══ PROVIDED RECORDS

PR #318, opened 2020-11-23
Expose server version via LSP

### LINKED ISSUE #6: Add ServerInfo identification of the LS
https://microsoft.github.io/language-server-protocol/specifications/specification-current/#initialize

```ts
interface InitializeResult {
	/**
	 * The capabilities the language server provides.
	 */
	capabilities: ServerCapabilities;

	/**
	 * Information about the server.
	 *
	 * @since 3.15.0
	 */
	serverInfo?: {
		/**
		 * The name of the server as defined by the server.
		 */
		name: string;

		/**
		 * The server's version as defined by the server.
		 */
		version?: string;
	};
}
```

radeksimko:
Closes #6

### DIFF
--- a/langserver/handlers/service.go
+++ b/langserver/handlers/service.go
@@ -166,6 +166,11 @@ func (svc *service) Assigner() (jrpc2.Assigner, error) {
 			ctx = lsctx.WithRootModuleManager(ctx, svc.modMgr)
 			ctx = lsctx.WithRootModuleLoader(ctx, rmLoader)
 
+			version, ok := lsctx.LanguageServerVersion(svc.srvCtx)
+			if ok {
+				ctx = lsctx.WithLanguageServerVersion(ctx, version)
+			}
+
 			return handle(ctx, req, lh.Initialize)
 		},
 		"initialized": func(ctx context.Context, req *jrpc2.Request) (interface{}, error) {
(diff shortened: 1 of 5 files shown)


langserver/handlers/service.go
```diff
@@ -166,6 +166,11 @@ func (svc *service) Assigner() (jrpc2.Assigner, error) {
 			ctx = lsctx.WithRootModuleManager(ctx, svc.modMgr)
 			ctx = lsctx.WithRootModuleLoader(ctx, rmLoader)
 
+			version, ok := lsctx.LanguageServerVersion(svc.srvCtx)
```
appilon, line 169: I don't get the cycle here?

appilon (changes requested):

langserver/handlers/service.go
radeksimko: This is because the server starts with its own empty context, for better or worse:
https://github.com/creachadair/jrpc2/blob/3fb8081ec1bde4adba1b3a57dff458328a8ea769/server.go#L304

You could argue both sides - it's good for isolation - you don't get to inherit things by accident, but also it can make it more verbose 🤷‍♂️

appilon: ah okay!

appilon (approved):

PR #320, opened 2020-11-25
fix issue when hoverData is nil

### LINKED ISSUE #317: terraform-ls is crashing on hover over variable inside locals block
### Server Version

```
0.10.0
```

### Terraform Version

```
0.13.5
```

### Client Version

```
GNU Emacs 27.1 (build 1, x86_64-apple-darwin19.4.0, Carbon Version 162 AppKit 1894.4) of 2020-11-22 (using emacs-lsp client version 7.1.0)
```

```hcl
locals {
  test_domain = "test.employerawsdev.com"
}
```

### Log Output

https://gist.github.com/flurie/491859d2577409b22bc4a865e72970f0

### Expected Behavior

The server should handle the hover gracefully.
### Actual Behavior

The server handled the hover ungracefully.

### Steps to Reproduce

1. Create a single terraform file with a `locals` block and add a variable of your choosing.
2. Start the langserver and client in the specified editor, ensuring that `lsp-ui-doc-mode` is enabled
3. Create a hover event on the variable inside the `locals` block. I triggered a hover event with the cursor in emacs.

njuCZ:
fix #317

tried to return empty `lsp.Hover`, however, the vscode client will complain: `unsupported Markup content received. Kind is: `
Capture

The official recommendation is just return `null` from here: https://github.com/Microsoft/language-server-protocol/issues/261

generally two ways：
* make lsp protocol model fields be pointer type.
* in handle function, just return pointer type result

It seems we generate the lsp protocol model, so I just choose the second way.
everything seems fine:
image

### DIFF
--- a/internal/lsp/hover.go
+++ b/internal/lsp/hover.go
@@ -5,7 +5,10 @@ import (
 	lsp "github.com/hashicorp/terraform-ls/internal/protocol"
 )
 
-func HoverData(data *lang.HoverData, cc lsp.TextDocumentClientCapabilities) lsp.Hover {
+func HoverData(data *lang.HoverData, cc lsp.TextDocumentClientCapabilities) *lsp.Hover {
+	if data == nil {
+		return nil
+	}
 	mdSupported := len(cc.Hover.ContentFormat) > 0 &&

════

_DESCRIPTION OF THE TASK_. A copy of each line above that holds the word "context" is the expected answer.

_ANSWER BELOW_.
 		"initialized": func(ctx context.Context, req *jrpc2.Request) (interface{}, error) {
radeksimko: This is because the server starts with its own empty context, for better or worse:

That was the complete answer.